The big players have recently raised the game, showcasing celebrity squeeze. From a marketing point of view, the logic is as daft as it is inescapable. Rover's Atomic Kitten photo op was supposed to create a subconscious link between their cars and the nuclear felines' poptasticness. The epileptic explosion of flash photography greeting the girls actually proved little more than one good whore deserves another. It was almost as bizarre as Ford using Kylie Minogue– a singer appealing to 12-year-olds, gays and ass-oriented middle-aged lechers– to glamorise its thoroughly dated and ungainly city car.

You could almost forgive Rover and Ford for their crass exploitation of the female form. The former sells downmarket motors redesigned for boy racers, and the latter currently carries more debt than Paraguay. But Audi? You wouldn't expect carmakers that sell interiors so dour they make funeral homes look cheerful to send show-goers an automotive mammogram.

And yet, there it was: British singer Jay Kay sitting on an A8 next to "top society model" Lisa Butcher. While Mr. Kay's well-known love of Ferraris and Lamborghinis may lend Audi's latest luxo-barge a bit of much-needed performance cred, Ms. Butcher's low-cut and kinky leather ensemble naturally lead the imagination towards the rear seats. Let's face it: once you're going down that road, you might as well rent a proper limo. Unless you like to mix plastic with aluminium, buying an A8 would be a needless extravagance.

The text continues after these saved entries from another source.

PR #53, opened 2023-11-27
Make URL for GetHelp API configurable

### LINKED ISSUE #42: Make the URL of the 3rd party API (GetHelp) configurable
To retrieve shelter information, we call GetHelp's API. Currently, the URL of that API is hard coded to https://api2-qa.gethelp.com/. When the application is released to production, we will need to change the URL we are using to call the API.  This problem exists on both the client and server sides.

Rather than having to change it throughout the code, the URL should be configurable. This will allow us to simply change configuration.

loganwyas:
Fixes #42

**What was changed?**

I configured both the client and the server so that the URL for the GetHelp API is not completely hardcoded

**Why was it changed?**

This was changed because the URL will eventually need to be different when deploying to production

**How was it changed?**

On the client side, I added a variable to the config file that stores the URL and can be imported into whichever page wants to use it. On the server side, I added an environment variable to the testing and development config that is eventually used in some of the use cases.

### DIFF
--- a/client_app/src/Shelters.js
+++ b/client_app/src/Shelters.js
@@ -1,14 +1,16 @@
 import { useState, useEffect } from "react";
 import ShelterList from "./Components/ShelterList";
 import ConfirmationPage from "./Components/ConfirmationPage";
-import { SERVER } from "./config";
+import { GETHELP_API, SERVER } from "./config";
 import { Link } from "react-router-dom";
 import ShiftList from "./Components/ShiftList";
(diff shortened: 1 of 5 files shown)


kate-holdener (changes requested):
In server/use_cases/authenticate.py, there's a direct reference to 'https://api2-qa.gethelp.com/v1/users/current'

kate-holdener (approved):
Looks good, @loganwyas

The car stand slut thing indicates just how stale motor shows have become. Once upon a time, before television, car magazine proliferation and the Internet; car shows delivered real suspense. These days, enthusiasts have seen all the new models from every conceivable angle, and in motion, long before they fork over their inflated entry fee. The only thrill left is seeing a cherished model "in the flesh"– a buzz only true diehards can savour.

Ferrari's contribution to the British Motor Show exemplified this new reality, albeit inadvertently. Their cost-saving stand showcased a spinning black Enzo. The car was perfectly lit, raised and tilted for maximum visual access. And that's it. No brochures. No girls. Niente. Short of surrendering the keys, it was all a car nut could ask for. Even so, given the size of the NEC and the scale of the motor show experience, less is not enough.

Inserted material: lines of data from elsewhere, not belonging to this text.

PR #68, opened 2024-02-02
Unique key prop warning for shelterList issue(#65) fixes 

### LINKED ISSUE #65: client_app - each child in a list should have a unique key prop
**Describe the bug**
When I run the client_app and navigate to the dashboard, I see a warning in the console stating "each child in a list should have a unique key prop".

**To Reproduce**
1. Run the application and sign in with [developer@slu.edu](mailto:developer@slu.edu) and any password
2. In your web browser, open "Developer tools"
3. In Developer tools, open the "console" tab
4. You should see "each child in a list should have a unique key prop" warning logged to the console. See screenshot below

Screenshot 2024-01-30 at 11 08 59 AM

**Expected behavior**
It's not exactly clear if this warning is hurting anything, but I would expect to not have console warnings.

**Additional context**
Investigate the problem and make the necessary code changes to remove this warning, without impacting the existing functionality.

cbiddle3:
Fixes #65

**What was changed?**

I changed the list of data (ShelterList) that is displayed on the homepage of the website. 

**Why was it changed?**

There was an issue about how each child should have a unique key. JSX auto-defaults to using index, but that can cause unexpected behavior when a list is not static and a longer rendering time. This issue appeared on the console when on the home page, as it was from the file that displayed the list of shelters (ShelterList.js)

**How was it changed?**

I added that when the shelter would get added if it met the condition in the if loop it would assign a key to the element using the unique shelter.id variable. 

Screenshot 2024-02-02 at 12 31 01 AM

Added line 25 and now the error is gone.

### DIFF
--- a/client_app/src/Components/ShelterList.js
+++ b/client_app/src/Components/ShelterList.js
@@ -22,7 +22,7 @@ const ShelterList = (props) => {
                 props.loadingFunction(false);
               }
               return (
-                <div>
+                <div key={shelter.id}>
                   <IndividualShelter
                     shelter={shelter}
                     isSignupPage={props.isSignupPage}


SiriChandanaGarimella:
@cbiddle3 - I see that you are on the right track. The changes you made to ShelterList.js, fix it on the Shelters page, but some other places also need the same fix. For example, shift list (upcoming and previous shifts page), table views (add shifts and shift confirmation page), etc. It would be great if you could do the other changes as part of this PR, else we can raise a new issue if you feel that it is too much work for this one.

The dashboard after adding a shift shows the error(due to the issue in the shift list)

image

SiriChandanaGarimella (approved):
lgtm;

Issue #64, opened 2024-01-30
client_app - cannot update a component


kate-holdener:
**Describe the bug**
When I run the client_app and navigate to the dashboard, I see a warning in the console stating "Cannot update a component".

**To Reproduce**
1. Run the application and sign in with [developer@slu.edu](mailto:developer@slu.edu) and any password
2. In your web browser, open "Developer tools"
3. In Developer tools, open the "console" tab
4. You should see a "Cannot update a component" warning logged to the console. See screenshot below
<img width="1313" alt="Screenshot 2024-01-30 at 11 01 23 AM" src="https://github.com/oss-slu/shelter_volunteers/assets/42073871/0174d770-761d-4a76-9c93-50f279e9e789">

It's depressing that the industry has failed to rise to the challenge of reinventing the car show genre. The Dolly Birds are a symbol of the rot. By continuing to rely on tits and ass to attract customers to their stands, manufacturers show a staggering lack of imagination. The skimpy, skin-tight girls are a cheap and mock cheerful way to avoid having to do anything innovative with the actual product or its presentation.

There are a few encouraging signs of life. MINI staged an impressive display of automotive stuntery that kept the focus firmly on their product's agility. But it remains to be seen whether manufacturers and show organisers will re-invent the entire genre to avoid its extinction. Forums? VR? HDTV? One thing is for sure. Unless teenage boys are the car show's future, it's time to send the car geishas packing.